If regard be given to the element of serious disruption to the repose -and religious liberty of the community, it is quite obvious that no facile definition of the word “trade” will *168suffice. It surely is unnecessary to refer to the many automatic vending machines of cigarettes, chewing gum, insurance, books, ice, handkerchiefs, identification tags, postage stamps, pencils, combs, and ball pens that abound in public and semipublic places in the community, and even in public buildings, available on Sundays. To these, for many years, 'there have been no objections. So that even with respect to “ sales ” under section 2147 at least practical distinctions have been made where there were no face to face transactions. This court so held quite recently (People v. Gwyer, 7 A D 2d 711).

But much more important than any philological analysis or any attempt to anticipate prematurely the consequences of automation in the community is the real impact of a construction which would make the automatic laundry a “ trade ” within the statute when, as an obvious fact, no Legislature has ever considered the problem in the context of the Sunday laws.

Quite free from the control of the statute is the operation of automatic washing machines in the private homes and apartments of those who can afford them. Apparently, too, quite exempt from the operation of the statute are the batteries of automatic coin washing machines located in the basements of many of the apartment houses of this community, and operated by the landlords or their concessionaires for profit.

Unaffected, of course, by the statute would be those who use commercial laundries to clean their clothes. The only persons in the community who would be seriously affected are those who live in tenements and rooming houses not equipped with washing machines and who, for one reason or another but probably because of the expense, do not use commercial laundries to clean their clothes. Moreover, the only ones who would be affected as users would be those who choose — probably must choose — the day of rest to clean their clothes in coin-operated machines at the local laundry.

If the court were concerned with an attractive or frivolous activity unbecoming to the day of rest and offensive to others in the community, there might be a different question. The fact is that it has never been suggested that washing clothes, even in a machine, is such an attractive activity that it might tempt persons to use Sundays to indulge in it as a frivolity or recreation. It is obvious, of course, that those who on Sunday wash their clothes, in all probability, have no choice whether to do so on any other day of the week.

It is for the foregoing reasons that I quite agree with the conclusions reached by Judge Brown in People v. Welt (14 Misc 2d 275). There, on the precise facts as in this case, the court *169reversed a conviction in the District Court of Nassau County and held the statute not applicable.

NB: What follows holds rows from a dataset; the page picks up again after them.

PR #1038, opened 2026-07-28
fix(arrow/array): propagate embedded pointer nullability

fallintoplace:
## What changed

Carry nullability through anonymous embedded pointer paths while collecting reflected struct fields.

## Why

A promoted non-pointer field beneath an embedded pointer can be absent when that pointer is nil. The array builder already emits a null in that case, but schema inference marked the field non-nullable because it only inspected the leaf field type.

This change makes the inferred schema agree with the values produced by the builder, including for multi-level embedded pointer paths.

## Validation

`go test ./arrow/array/arreflect`

### DIFF
--- a/arrow/array/arreflect/reflect.go
+++ b/arrow/array/arreflect/reflect.go
@@ -143,9 +143,10 @@ func parseDecimalOpt(opts *tagOpts, token string) {
 }
 
 type bfsEntry struct {
-	t     reflect.Type
-	index []int
-	depth int
+	t        reflect.Type
+	index    []int
+	depth    int
+	nullable bool
 }
 
 type candidate struct {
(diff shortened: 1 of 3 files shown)


zeroshade (approved):
Real schema/data contract violation, correctly and narrowly fixed. LGTM.

On `main`, `reflect.go:230` derived nullability from the leaf type only (`sf.Type.Kind() == reflect.Ptr`), while the embedded-pointer hop at `:216-219` dereferenced without recording that the path was nullable. The builder meanwhile calls `fieldByIndexSafe`, which returns false on a nil pointer mid-path and appends a null. So the schema said NOT NULL and the data contained nulls:
```
datatype: struct<ID: int32, Value: int32, Label: utf8>   (all nullable=false)
array:    {[1 2] [7 (null)] ["a" (null)]}
*** field "Value" declared NOT NULL but has 1 nulls
*** field "Label" declared NOT NULL but has 1 nulls
```
That is the kind of defect that corrupts downstream consumers — writing this to Parquet with `required` fields would be invalid.

The fix is correctly scoped. Computing `pathNullable` before the deref loop and OR-ing it in at the leaf means nullability is inherited only along pointer-traversed paths. Verified every shape, and only the intended cells changed:

| shape | baseline | patched |
|---|---|---|
| `struct{ID; *Inner}` | false | **true** |
| `struct{ID; *Middle{*Inner}}` | false | **true** |
| `struct{ID; Inner}` value embed | false | false |
| `struct{ID; *Mid{Inner}}` | false | **true** |
| top-level `ID` | false | false |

On this view it is not necessary to reach the more difficult problem as to whether personal laundering on Sunday is a work of necessity. Although, when one considers the significance of cleanliness to health and status in the community, an arguable case can be made for it as a necessity.

Accordingly, the judgments of conviction should be reversed on the law and the informations dismissed.

Botein, P. J., and Valente, J., concur with Rabin, J.; Breitel, J., dissents in opinion in which McNally, J., concurs.

Judgments appealed from affirmed.

Reversed 6 N Y 2d 88. The Kupprat case, of course, involved a sale under section 2147. None disputed that a sale was involved.